PR #2685, opened 2021-02-24
Fix incomplete trap metadata due to multiple traps at one address.

cfallin:
If an instruction has more than one trap record associated with it (for
example: a divide instruction that has participated in load-op fusion,
so we have both a heap-out-of-bounds trap record due to its load and a
divide-by-zero trap record due to its divide op), the current MachBuffer
code would emit only one of the trap records to the sink.

Separately, divide instructions probably shouldn't merge loads, because
the two separate possible traps at one location might be confusing for
some embedders (certainly in Lucet). Divide seems to be the only case in
our current codegen where such merging might occur. This PR changes the
lowering to always force the divisor into a register.

Finally, while working out why trap records were not appearing, I had
noticed that `isa::x64::emit_std_enc_mem()` was only emitting heap-OOB
trap metadata for loads/stores when it had a srcloc. This PR ensures
that the metadata is emitted even when the srcloc is empty.

Note that none of the above presents a security or correctness problem;
trap metadata only affects the status that we return to the embedder
when a Wasm program terminates with a trap.

PR #8122, opened 2024-03-13
cranelift: Remove srcloc from emit state on all targets

jameysharp:
In #2426, @cfallin wrote:

> […] don't emit trap info unless an op can trap.
>
> This end result was previously enacted by carrying a SourceLoc on
> every load/store, which was somewhat cumbersome, and only indirectly
> encoded metadata about a memory reference (can it trap) by its
> presence or absence.

That PR changed both backends that existed at the time to check both the source location and the memory flags to determine whether a memory access could trap.

Then in #2685, @cfallin wrote:

> Finally, while working out why trap records were not appearing, I had
> noticed that isa::x64::emit_std_enc_mem() was only emitting heap-OOB
> trap metadata for loads/stores when it had a srcloc. This PR ensures
> that the metadata is emitted even when the srcloc is empty.

However that PR did not apply the same change to other backends. Since then, the pattern from #2426 has been copied to new backends.

I believe checking the source location has been unnecessary since #2426 and is now just a source of confusion at best, and possibly bugs at worst. So this PR makes all targets match the behavior of the x64 backend.

In addition, this pattern was the only reason why source locations were provided to any backend's emit state, so I'm removing that entirely. The `cur_srcloc` field has been unused on x64 since #2685.

This change is mostly straightforward, but there are two questionable changes in the riscv64 backend:

- The riscv64 backend had one use of this pattern for a BadConversionToInteger trap. All other uses on all backends were for HeapOutOfBounds traps. I suspect that was a copy-paste bug so I've removed it just like all the others.

- The riscv64 `Inst::Atomic` does not have a MemFlags field, so this means the HeapOutOfBounds trap metadata is added unconditionally for such instructions.


cfallin (approved):
LGTM -- thanks for finding this cleanup!

FWIW it should always be safe to emit extra trap records -- the "record exists and wasn't supposed to case" would matter only in that it could mask a separate bug, wherein the lowering generated a trap it wasn't supposed to, and turn it into a Wasm-level trap rather than a process crash. And that itself only if we use the instruction for internal logic separately from accesses that correspond to Wasm-level operators. So I think this is fine re: riscv64's `Atomic` MachInst.

PR #8124, opened 2024-03-13
cranelift: Remove support for WebAssembly tables

### LINKED ISSUE #5532: Cranelift: Remove `table_addr` and tables from CLIF, move them into `cranelift-wasm`'s Wasm -> CLIF lowering

jameysharp:
Wasmtime no longer needs any of this infrastructure and neither should anybody else.

This diff is nearly identical to @bjorn3's version of the same change, except I didn't remove Uimm64, which has started being used in other places. I forgot bjorn3 had already tackled this part until after I was already done, but it's reassuring that we both made the same changes.

https://github.com/bjorn3/wasmtime/commit/fb82ccb3948e949641a6d9581aa84472f68f97b8

Fixes #5532


cfallin (approved):
LGTM! This is good code motion that makes Cranelift maintenance easier while moving tables up a layer where they can benefit from other opts too. Thanks for pushing it forward.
----
Requirement >>
Retype exactly the lines from the first line of the records above through the line containing "divide-by-zero trap record", both included, and nothing else.

Reply to the task >>
PR #2685, opened 2021-02-24
Fix incomplete trap metadata due to multiple traps at one address.

cfallin:
If an instruction has more than one trap record associated with it (for
example: a divide instruction that has participated in load-op fusion,
so we have both a heap-out-of-bounds trap record due to its load and a
divide-by-zero trap record due to its divide op), the current MachBuffer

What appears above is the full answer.